**Task directions**
Search the records for "flatMap" and copy each line that holds it.

**Task data**
PR #27, opened 2022-11-02
Fix intellij implicit resolution

janstenpickle:
IJ seems to not be able to find `InitLast` implicits when they are type bounds on methods, adding it an implicit parameter works fine.

This
image

Becomes 

image


TimWSpence (approved):
LOL

PR #28, opened 2022-11-03
Allow multiple values to be passed on a labelled callback

janstenpickle:
It struck me, while porting the event sourcing SDK to Prometheus4Cats, that when recording a labelled callback you're almost always going to want to return multiple values, otherwise you may as well just set the labels you want in `CommonLabels`


janstenpickle:
question: is `NonEmptyList` the best datastructure to use here or should we make it a `NonEmptySeq`?

TimWSpence (approved):
LGTM! I think `NonEmptyList` is fine - it has well-defined performance characteristics

PR #41, opened 2022-12-06
Testing implementation

TimWSpence:
An in-memory implementation of `MetricsFactory` for testing.

### DIFF
--- a/testing/src/main/scala/prometheus4cats/testing/TestingMetricRegistry.scala
+++ b/testing/src/main/scala/prometheus4cats/testing/TestingMetricRegistry.scala
@@ -33,6 +33,7 @@ class TestingMetricRegistry[F[_]](
             Some(1 -> counter) -> F.pure(
               Resource.make(F.pure(counter))(_ => release)
             )
+          // TODO do we need to check if we have already registered with the same name but different labels or type?
           case Some((n, c)) => Some(n + 1 -> c) -> F.pure(Resource.make(F.pure(c))(_ => release))
         }.flatten
       })
--- a/testing/src/main/scala/prometheus4cats/testing/TestingMetricRegistry.scala
+++ b/testing/src/main/scala/prometheus4cats/testing/TestingMetricRegistry.scala
@@ -7,11 +7,43 @@ import cats.effect.kernel._
 import cats.effect.std.MapRef
 import cats.data.NonEmptySeq
 import scala.concurrent.duration.FiniteDuration
+import TestingMetricRegistry._
 
 class TestingMetricRegistry[F[_]](
-    private val counters: MapRef[F, (Counter.Name, Metric.CommonLabels), Option[(Int, Counter[F, Double])]]
+    private val store: MapRef[F, (String, List[String]), Option[(Int, MetricType, Metric[Double])]]
 )(implicit F: Concurrent[F])
     extends DoubleMetricRegistry[F] {
+
+  private def store[M <: Metric[Double]](
+      name: String,
+      labels: List[String],
+      tpe: MetricType,
+      create: Ref[F, Double] => M
+  ): Resource[F, M] =
+    Resource
+      .eval(F.ref(0.0).flatMap { ref =>
+        val release =
+          store(name -> labels).update {
+            case None => throw new RuntimeException("This should be unreachable - our reference counting has a bug")
+            case Some((n, t, c)) => if (n == 1) None else Some((n - 1, t, c))
+          }
+
+        store(name -> labels).modify {
+          case None =>
+            val m = create(ref)
+            Some((1, tpe, m)) -> F.pure(
+              Resource.make(F.pure(m))(_ => release)
+            )
+          case Some((n, t, c)) =>
+            Some((n + 1, t, c)) -> F.pure(
+              Resource.make(
+                // Cast safe by construction
+                F.pure(c.asInstanceOf[M])
+              )(_ => release)
+            )
+        }.flatten
+      })
+      .flatten
 
   override protected[prometheus4cats] def createAndRegisterDoubleCounter(
       prefix: Option[Metric.Prefix],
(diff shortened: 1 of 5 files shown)


testing/src/main/scala/prometheus4cats/testing/TestingMetricRegistry.scala
```diff
@@ -0,0 +1,283 @@
...
+    extends DoubleMetricRegistry[F] {
+
+  def counterHistory(name: Counter.Name, commonLabels: Metric.CommonLabels): F[Option[Chain[Double]]] =
+    metricHistory(name.value, commonLabels.value.values.toList, MetricType.Counter)
+
+  def counterHistory(
+      name: Counter.Name,
+      commonLabels: Metric.CommonLabels,
+      labelNames: IndexedSeq[Label.Name]
+  ): F[Option[Chain[Double]]] =
```
janstenpickle, line 41: This may need a `labelValues` argument or return label values with the result

testing/src/main/scala/prometheus4cats/testing/TestingMetricRegistry.scala
```diff
@@ -0,0 +1,283 @@
...
+import cats.data.Chain
+import cats.effect.kernel._
+import cats.effect.std.MapRef
+import cats.data.NonEmptySeq
+import prometheus4cats.util.DoubleMetricRegistry
+import scala.concurrent.duration.FiniteDuration
+import TestingMetricRegistry._
+
+class TestingMetricRegistry[F[_]](
+    private val store: MapRef[F, (String, List[String]), Option[(Int, MetricType, Metric[Double], F[Chain[Double]])]]
```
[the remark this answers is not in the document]
TimWSpence: Yep fair :+1

testing/src/main/scala/prometheus4cats/testing/TestingMetricRegistry.scala
```diff
@@ -0,0 +1,426 @@
...
+      labelValues: List[String],
+      tpe: MetricType
+  ): F[Option[Chain[Double]]] =
+    underlying(name -> labelNames).get.flatMap(_.flatTraverse {
+      case (_, t, _, r) if t == tpe =>
+        r(labelValues).get.map(_.some)
+      case _ => Option.empty[Chain[Double]].pure[F]
+    })
+
+  private def prefixedName(prefix: Option[Metric.Prefix], name: String): String = prefix.fold(name)(p => s"${p}_$name")
```
janstenpickle, line 390: There's a utility in `core` that will format the prefixed name for you

testing/src/main/scala/prometheus4cats/testing/TestingMetricRegistry.scala
```diff
@@ -0,0 +1,426 @@
...
+import cats.data.NonEmptySeq
+import prometheus4cats.util.DoubleMetricRegistry
+import scala.concurrent.duration.FiniteDuration
+import TestingMetricRegistry._
+
+class TestingMetricRegistry[F[_]](
+    val underlying: MapRef[F, (String, List[String]), Option[
+      (Int, MetricType, Metric[Double], MapRef[F, List[String], Chain[Double]])
+    ]],
+    val info: MapRef[F, String, Option[(Int, Info[F, Map[Label.Name, String]])]]
```
janstenpickle, line 33: No biggy, but `MapRef`s make me nervous because you can't get all of the contained values. That said I'm not sure how important doing that really is. What do you think?

testing/src/main/scala/prometheus4cats/testing/TestingMetricRegistry.scala
```diff
@@ -0,0 +1,426 @@
...
+                    F.pure(
+                      Resource.make(
+                        // Cast safe by construction
+                        F.pure(m.asInstanceOf[M])
+                      )(_ => release)
+                    )
+                else
+                  curr -> F.raiseError[Resource[F, M]](
+                    new RuntimeException(
+                      s"Cannot create metric of type $tpe as metric of type $t alreasy exists with the same name and labels"
```
janstenpickle, line 370: In the long term we want to support the ability to have a metric with the same name and different labels. I'm wondering if we do that here with the testing impl or wait until we have a better alternative.

janstenpickle: Also typo in `alreasy`

testing/src/main/scala/prometheus4cats/testing/TestingMetricRegistry.scala
```diff
@@ -0,0 +1,426 @@
...
+import cats.syntax.all._
+import cats.data.Chain
+import cats.effect.kernel._
+import cats.effect.std.MapRef
+import cats.data.NonEmptySeq
+import prometheus4cats.util.DoubleMetricRegistry
+import scala.concurrent.duration.FiniteDuration
+import TestingMetricRegistry._
+
+class TestingMetricRegistry[F[_]](
```
janstenpickle, line 29: I think this constructor could do with being private so that the data structure can change in the future if needed.

I realise this would mean it's harder to get at the underlying `MapRef`s, but I wonder if it's possible to expose the metric collections in a generic way that doesn't tie us to the implementation. I release that might conflict with my earlier review comment asking you to expose the underlying data, so if it's too much of a pain exposing the data, then I'd say not bother with lower level access and just provide the higher level methods.

TimWSpence: Yeah maybe let's start with just exposing our higher level methods and see if people come up with other usecases

testing/src/main/scala/prometheus4cats/testing/TestingMetricRegistry.scala
TimWSpence: Hmm good question. Related to the discussion below, it is now private so I guess we can keep it for the moment and then if people have a use-case for it then we can always replace it with `Ref[F, Map[...]]`?

testing/src/main/scala/prometheus4cats/testing/TestingMetricRegistry.scala
janstenpickle: Yep, that makes sense. It's much easier to add with bincompat, even if it's class that extends this. Which makes me wonder, should this be `sealed abstract`?

testing/src/main/scala/prometheus4cats/testing/TestingMetricRegistry.scala
TimWSpence: Ann I missing something? 😅 What is wrong with the message sorry?

testing/src/main/scala/prometheus4cats/testing/TestingMetricRegistry.scala
TimWSpence: Yeah makes sense 👍

testing/src/main/scala/prometheus4cats/testing/TestingMetricRegistry.scala
janstenpickle: Oh no, it's me 🤦. What you have is correct!

janstenpickle (approved):
LGTM!

PR #42, opened 2022-12-08
Move implicit evidence for DSL syntax

### LINKED ISSUE #40: Move imlpicit evidence for extra DSL to methods
See [`asTimer`](https://github.com/permutive-engineering/prometheus4cats/blob/main/core/src/main/scala/prometheus4cats/internal/package.scala#L49) for an example.

This means the methods would always show up and complain about missing implicits rather than not showing up at all if the implicit isn't in scope.

janstenpickle:
This ensures the syntax always shows up even if the user doesn't have the implicit in scope.

Fixes #40


TimWSpence (approved):
LGTM!

PR #54, opened 2023-01-11
Fix munit-cats-effect-3 being in the `compile` scope

bastewart:


bastewart:
Closing in favour of #53 which I had missed 🤦

PR #56, opened 2023-01-19
Remove check for duplicates in collection.

janstenpickle:
Also check that callbacks don't have duplicates

### DIFF
--- a/java/src/main/scala/prometheus4cats/javasimpleclient/JavaMetricRegistry.scala
+++ b/java/src/main/scala/prometheus4cats/javasimpleclient/JavaMetricRegistry.scala
@@ -771,7 +771,7 @@ object JavaMetricRegistry {
       metricCollectionProcessor <- MetricCollectionProcessor
         .create(
           ref,
-          // TODO callabck statee
+          callbackState,
           dis,
           metricCollectionCallbackTimeout,
           promRegistry
--- a/java/src/main/scala/prometheus4cats/javasimpleclient/JavaMetricRegistry.scala
+++ b/java/src/main/scala/prometheus4cats/javasimpleclient/JavaMetricRegistry.scala
@@ -20,23 +20,12 @@ import java.util
 
 import cats.data.{NonEmptyList, NonEmptySeq}
 import cats.effect.kernel._
+import cats.effect.kernel.syntax.monadCancel._
 import cats.effect.std.{Dispatcher, Semaphore}
 import cats.syntax.all._
 import cats.{Applicative, ApplicativeThrow, Functor, Show}
 import io.prometheus.client.Collector.MetricFamilySamples
-import io.prometheus.client.{
-  Collector,
-  CollectorRegistry,
-  CounterMetricFamily,
-  GaugeMetricFamily,
-  SimpleCollector,
-  SummaryMetricFamily,
-  Counter => PCounter,
-  Gauge => PGauge,
-  Histogram => PHistogram,
-  Info => PInfo,
-  Summary => PSummary
-}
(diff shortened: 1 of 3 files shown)


java/src/main/scala/prometheus4cats/javasimpleclient/internal/MetricCollectionProcessor.scala
```diff
@@ -209,84 +211,59 @@ class MetricCollectionProcessor[F[_]: Async: Logger] private (
...
-            "Because of this, only the first metric will be taken and the others ignored - this will not prevent your application from functioning.\n\n" +
-            "To mitigate this you can do the following to the metric collection:\n" +
-            "  - modify the metric name to disambiguate metric types and/or label sets\n" +
-            "  - align labels between the two metrics if they are of the same type, so that they both have the same keys,\n" +
-            "    but provide empty values for the labels which are not present on each metric"
-
         lazy val duplicatesInRegistry =
-          s"The following metrics with the same name and different labels or type are already registered in the metrics registry and therefore have been excluded from the provided collection: '${registryDuplicates
-              .mkString_(",")}'" + common +
+          s"The following metrics or callbacks with the same name are already registered in the metrics registry and therefore have been excluded from the provided collection: '${registryDuplicates
```
janstenpickle, line 255: I'm wonder whether we need a latch on this so as not to spam peoples' logs. Maybe only logging if the known duplicates changes? The problem is that it's _another_ ref to inspect when rendering `/metrics`

TimWSpence: Haha yeah, Honestly, we have so many refs floating around that I wouldn't worry too much about another

java/src/main/scala/prometheus4cats/javasimpleclient/JavaMetricRegistry.scala
```diff
@@ -63,8 +66,51 @@ class JavaMetricRegistry[F[_]: Async: Logger] private (
...
+          callbackTimeoutState,
+          stringName,
+          incTimeout,
+          Logger[F].warn(th)(
+            s"Timed out running callback for metric '$stringName' after $callbackTimeout.\n" +
+              "This may be due to a callback having been registered that performs some long running calculation which blocks\n" +
+              "Please review your code or raise an issue or pull request with the library from which this callback was registered.\n" +
+              s"This warning will only be shown once for each metric after process start. The counter '${JavaMetricRegistry.callbackErrorCounterName}'" +
+              "tracks the number of times this occurs per metric name."
+          ) >> incTimeout
```
TimWSpence, line 96: technically this should probably be `.guarantee`, although it's highly unlikely to make a difference

java/src/main/scala/prometheus4cats/javasimpleclient/JavaMetricRegistry.scala
```diff
@@ -63,8 +66,51 @@ class JavaMetricRegistry[F[_]: Async: Logger] private (
...
+  private def trackErrors[A](state: Ref[F, Set[String]], stringName: String, onContains: F[A], onContainsNot: F[A]) =
+    state.modify { current =>
+      if (current.contains(stringName)) (current, onContains) else (current + stringName, onContainsNot)
+    }.flatten
+
+  private def incErrorCounter(stringName: String, reason: String) =
+    Sync[F].delay(callbackErrorCounter.labels(stringName, reason).inc())
+
+  private def timeoutCallback[A](fa: F[A], empty: A, stringName: String): A = {
+    lazy val incTimeout = incErrorCounter(stringName, "timeout").as(empty)
```
TimWSpence, line 78: Interesting nitpick: this is only called once so you could also make it a `def` to avoid allocating if not required. Not sure how big the synchronization overhead of lazy is? Almost certainly it literally doesn't matter, just curious! 😂

TimWSpence (approved):
LGTM!

PR #63, opened 2023-03-16
Remove `name` as an illegal label name

janstenpickle:
Prometheus does not have this restriction, so safe to remove.


TimWSpence (approved):
LGTM!

PR #88, opened 2021-07-12
add atom dependency to auth0

dagda1:
## Motivation

Building `v0` locally is failing due to the missing `@effection/atom` dependency in `@simulacrum/auth0`.

## Approach

Add the dependency to `@simulacrum/auth0`.

### DIFF
--- a/packages/auth0/package.json
+++ b/packages/auth0/package.json
@@ -29,6 +29,7 @@
   },
   "homepage": "https://github.com/thefrontside/simulacrum#readme",
   "dependencies": {
+    "@effection/atom": "^2.0.0-beta.3",
     "@effection/process": "^2.0.0-beta.3",
     "@simulacrum/server": "0.2.0",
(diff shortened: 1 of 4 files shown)


packages/auth0/package.json
```diff
@@ -29,6 +29,7 @@
   },
   "homepage": "https://github.com/thefrontside/simulacrum#readme",
   "dependencies": {
+    "@effection/atom": "^2.0.0-beta.3",
```
cowboyd, line 32: Should this be a dependency, or a dev dependency? Are we importing anything from `@effection/atom`?

dagda1: actually, it was only importing the `Slice<T>` type so I've updated the imports to:

```ts
import type { Slice } from '@effection/atom';
```

And moved it into `devDependencies`

cowboyd (approved):

PR #90, opened 2021-07-14
Logout

dagda1:
## Motivation

Implement the `/v2/logout` route to clear the users credentials.

## Approach

Clear the session and redirect the user to the `returnTo` field of the auth0 config.

### DIFF
--- a/.changes/logout.md
+++ b/.changes/logout.md
@@ -1,0 +1,5 @@
+---
+"@simulacrum/auth0": minor
+---
+
+Add `/v2/logout` and remaining pieces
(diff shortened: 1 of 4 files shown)


taras (commented):
conceptually, without knowing how this works in the simulator, i would expect logout to clear the session in the simulator state. are we storing in the atom users who have sessions? if so, do we need to clear that state when logout is called?

dagda1:
> conceptually, without knowing how this works in the simulator, i would expect logout to clear the session in the simulator state. are we taking in the atom users who have sessions? if so, do we need to clear that state when logout is called?

You would not do that in this case because it would remove any scenarios that are created.  You would expect the same user to log back in without re-running the scnearios.

taras (approved):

**Task solution**
+      .eval(F.ref(0.0).flatMap { ref =>
+    underlying(name -> labelNames).get.flatMap(_.flatTraverse {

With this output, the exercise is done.